ソフトバンクは、鈴鹿サーキットで開催されたF1日本グランプリで、5G SA(スタンドアロン)とミリ波を活用した五つの通信サービスの同時実証に成功した。6月17日、実証を共同で進めたエリクソン・ジャパンが発表した。大規模イベントでの通信品質向上と、用途に応じたネットワーク制御の有効性を検証した。これにより一般ユーザーの通信速度が向上したほか、厳格な要件を求める映像伝送や決済の安定稼働を実証した。
大規模イベント会場では、ソーシャルメディアへの投稿や動画の視聴、運営側の映像伝送、キャッシュレス決済など、多種多様な通信需要が同時に発生する。今回の実証では、ソフトバンクの商用ネットワーク上にミリ波無線(28GHz帯などの高周波数帯を用いた5G通信)を含む五つの独立したネットワークスライス(用途ごとに論理的に分割された仮想ネットワーク)を構築し、会場内のユーザーへ同時に提供した。特定の用途に適正化された通信を提供するとともに、一般来場者の通信品質の向上も目指した。
実証したサービスは、5G SAユーザー向けの高品質通信、XR体験会用のスライス、店舗の決済端末向けのプライベート5G回線、ソフトバンクとワイモバイルユーザー向けの公衆Wi-Fiサービス、放送事業者向けの無線カメラ映像伝送の五つだ。基盤として、省エネと大容量通信を両立するトリプルバンド対応の無線機を導入し、緻密なネットワーク設計を行った。
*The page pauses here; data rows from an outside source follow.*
PR #111, opened 2019-08-14
Improve completion

### LINKED ISSUE #102: Gardenctl completion
`gardenctl completion` should not write to a file but to stdout.

Also, we should follow the `kubectl` design:
`gardenctl completion bash`
and
`gardenctl completion zsh` <-- new feature :-)

vpnachev:
Output the completion script to the std out.
Add experimental support for zsh.

Fixes #102

/cc @vasu1124 

**Release note**:

```action user
`gardenctl completion` now accepts shell subcommand, `bash` or `zsh`.
```
```action user
`gardenctl completion <shell>` no longer print the completion script to the file `gardenctl_completion.sh` file, but on the standard output.
```
```improvement user
`gardenctl completion` has an experimental support for `zsh` shell.
```

### DIFF
--- a/pkg/cmd/completion.go
+++ b/pkg/cmd/completion.go
@@ -15,24 +15,39 @@
 package cmd
 
 import (
+	"os"
+
 	"github.com/spf13/cobra"
 )
 
 // completionCmd represents the completion command
 var completionCmd = &cobra.Command{
-	Use:   "completion",
-	Short: "Generate bash-completion file\n",
+	Use:   "completion <bash|zsh>",
+	Short: "Generate bash or zsh completion script\n",
+	Long:  ``,
+}
+
+var bashCompletionCmd = &cobra.Command{
+	Use:   "bash",
+	Short: "Generate bash completion script",
 	Long:  ``,
 	Run: func(cmd *cobra.Command, args []string) {
-		generateBashCompletion()
+		err := RootCmd.GenBashCompletion(os.Stdout)
+		checkError(err)
+	},
+}
+
+var zshCompletionCmd = &cobra.Command{
+	Use:   "zsh",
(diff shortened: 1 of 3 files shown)


pkg/cmd/completion.go
```diff
@@ -15,24 +15,39 @@
...
+		err := RootCmd.GenBashCompletion(os.Stdout)
+		checkError(err)
 	},
 }
 
-func init() {
+var zshCompletionCmd = &cobra.Command{
+	Use:   "zsh",
+	Short: "Generate zsh completion script",
+	Long:  ``,
```
ialidzhikov: This is not needed.

pkg/cmd/completion.go
```diff
@@ -15,24 +15,39 @@
...
+	Run: func(cmd *cobra.Command, args []string) {
```
ialidzhikov: You could prefer the usage of RunE and return err. `checkError` and `os.Exit` is something that break the testability.

pkg/cmd/completion.go
```diff
@@ -15,24 +15,39 @@
...
+		err := RootCmd.GenZshCompletion(os.Stdout)
+		checkError(err)
```
ialidzhikov:
```suggestion
		return err
```

pkg/cmd/completion.go
```diff
@@ -15,24 +15,39 @@
...
+	},
 }
 
-//generate bash-completion file for gardenctl
-func generateBashCompletion() {
-	err := RootCmd.GenBashCompletionFile("gardenctl_completion.sh")
-	checkError(err)
+func init() {
```
ialidzhikov: You could move that to `root.go` to have only in single place all the cmds.

PR #112, opened 2019-08-15
Unified ImageID for creating the bastion

KristianZH:
Unified ImageID for creating the bastion. This will help us for determining the `ssh` command.
The image is fetched from the ControllerRegistration of the Cloud Provider.
Soon there will be a new user for the nodes, called `gardener`. After it we will simply ssh with bastion user `core` and node user `gardener`

Fixes #

@ialidzhikov  @DockToFuture @vpnachev 

-->
```improvement operator
Bastion host is created with `coreos` imageID.
```


pkg/cmd/ssh.go
```diff
@@ -100,6 +114,7 @@ func NewSSHCmd(reader TargetReader, ioStreams IOStreams) *cobra.Command {
 			switch infraType {
 			case "aws":
 				var imageID string
```
DockToFuture: lets move those 4 lines into the sshToAWSNode function

pkg/cmd/ssh.go
```diff
@@ -159,7 +173,7 @@ func sshToAWSNode(imageID, nodeIP, path string) {
 			break
 		}
 	}
-	bastionNode := "<user>@" + ip
+	bastionNode := "core@" + ip
 	node := "<user>@" + nodeIP
 	fmt.Println("- Fill in the placeholders and run the following command to ssh onto the target node. For more information about the user, you can check the documentation of the cloud provider:")
```
DockToFuture: I guess we no longer need this comment when using coreos ami image. Can you it.

pkg/cmd/ssh.go
```diff
@@ -279,22 +293,64 @@ func getNodeNameForIP(ip string) string {
...
+			}
+		}
+	}
+
+	if ami == "" {
+		fmt.Println(fmt.Sprintf("Cannot find AMI with coreos image for region: %s", nodeRegion))
 	}
 
-	return output, nil
+	return ami, nil
```
DockToFuture: if there is no case were an error is returned we can remove the error return value

pkg/cmd/ssh_for_alicloud.go
```diff
@@ -584,3 +592,42 @@ func (a *AliyunInstanceAttribute) getMinimumInstanceSpec() string {
...
+	err = json.Unmarshal(controllerRegistration.Spec.Deployment.ProviderConfig.Raw, &controllerRegistrationSpec)
+	checkError(err)
+	machineImages := controllerRegistrationSpec.Values.Config.MachineImages
+	imageID := machineImages[0].ID
+
+	if imageID == "" {
+		fmt.Println("Can not find imageID")
+	}
+
+	return imageID, nil
```
DockToFuture: error return value is not needed please remove

PR #113, opened 2019-08-15
Minor nits

ialidzhikov:
- Use `New<Name>Cmd` funcs

Fixes #

**Release note**:

```improvement operator
NONE
```

### DIFF
--- a/pkg/cmd/info.go
+++ b/pkg/cmd/info.go
@@ -18,6 +18,7 @@ import (
 	"fmt"
 	"io/ioutil"
 	"os"
+	"sort"
 
 	clientset "github.com/gardener/gardener/pkg/client/garden/clientset/versioned"
 	"github.com/spf13/cobra"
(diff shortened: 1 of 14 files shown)


pkg/cmd/info.go
```diff
@@ -25,41 +25,42 @@ import (
...
+			Client, err = clientToTarget("garden")
+			gardenClientset, err := clientset.NewForConfig(NewConfigFromBytes(*kubeconfig))
+			checkError(err)
+			shootList, err := gardenClientset.GardenV1beta1().Shoots("").List(metav1.ListOptions{})
+			checkError(err)
+			fmt.Printf("Garden: %s\n", t.Target[0].Name)
+			fmt.Printf("Shoots:\n")
+			fmt.Printf("    total: %d \n", len(shootList.Items))
+			seedList, err := gardenClientset.GardenV1beta1().Seeds().List(metav1.ListOptions{})
+			for _, seed := range seedList.Items {
```
KristianZH: what do you think about the following algorithm. It will work faster:

```
shootsPerSeed := make(map[string]int)
	for _, shoot := range shootList.Items {
		shootsPerSeed[*shoot.Spec.Cloud.Seed]++
	}
	for seed, numberOfShoots := range shootsPerSeed {
		fmt.Printf("    %s: %d \n", seed, numberOfShoots)
	}
```

ialidzhikov: Nice suggestion. Applied it will little modification for sorting - to have always the seed seeds in output sorted (in the same order).

PR #114, opened 2019-08-22
Improve target command

KristianZH:

Currently the `gardenctl target seed/shoot` commands navigates to `/cache/seeds/`. This may cause a problem which I will describe bellow:

### Reproducing

1) Let's open a terminal and target some garden cluster and after that some seed cluster , for example `aws`.
  This will create a file in .garden/cache/seeds/aws/kubeconfig.yaml and will print it.
2) export KUBECONFIG=.garden/cache/seeds/aws/kubeconfig.yaml
3) Open another terminal where we will target again seed called `aws` but from another garden cluster. This will override the file, which points the Kubeconfig from the first terminal.

### Solution
We can just add the garden cluster's name to the Kubeconfig's path

Fixes #

@vpnachev @DockToFuture @ialidzhikov 

**Release note**:
-->
```improvement operator
None
```

### DIFF
--- a/pkg/cmd/download.go
+++ b/pkg/cmd/download.go
@@ -18,6 +18,7 @@ import (
 	"fmt"
 	"io/ioutil"
 	"os"
+	"path/filepath"
 	"strings"
 
 	"github.com/gardener/gardener/pkg/apis/garden/v1beta1"
@@ -59,6 +60,9 @@ func downloadTerraformFiles(option string) string {
 	var target Target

実証の結果、前年の大会と比較して通信速度と接続容量が向上した。一般のソフトバンクユーザーの比較では、5G SA利用者の通信速度がダウンロードで4倍、アップロードで14倍以上向上した。また、ネットワークスライシングとエリクソン独自の「5G Advanced機能」を活用することで、用途に応じた帯域や遅延の制御、リソース配分の適正化に成功した。特に低遅延が求められるXRでは、無線区間の遅延を一般の5G SAユーザーの10分の1に抑えた。さらに、一部の基地局でサービス品質を1分間隔で可視化し、外部制御によってリソースを高速で自動配分する自動最適化運用も実証した。混雑によるトラフィック増加時にも、それぞれの品質要件を自動で満たせることを確認した。
今後は、今回の実証で得られた知見を基に、用途に応じて適正化された通信体験と新たなサービス価値の創出に向けてネットワークを進化させる。ソフトバンクの常務執行役員でCNOを務める大矢晃之氏は、今回の実証はネットワークが一律の提供から用途に応じた最適な品質を提供する時代へ進化していることを示すものだとし、今後もこの成果をさまざまな領域へ展開し、新たな体験価値の創出につなげていきたいと語った。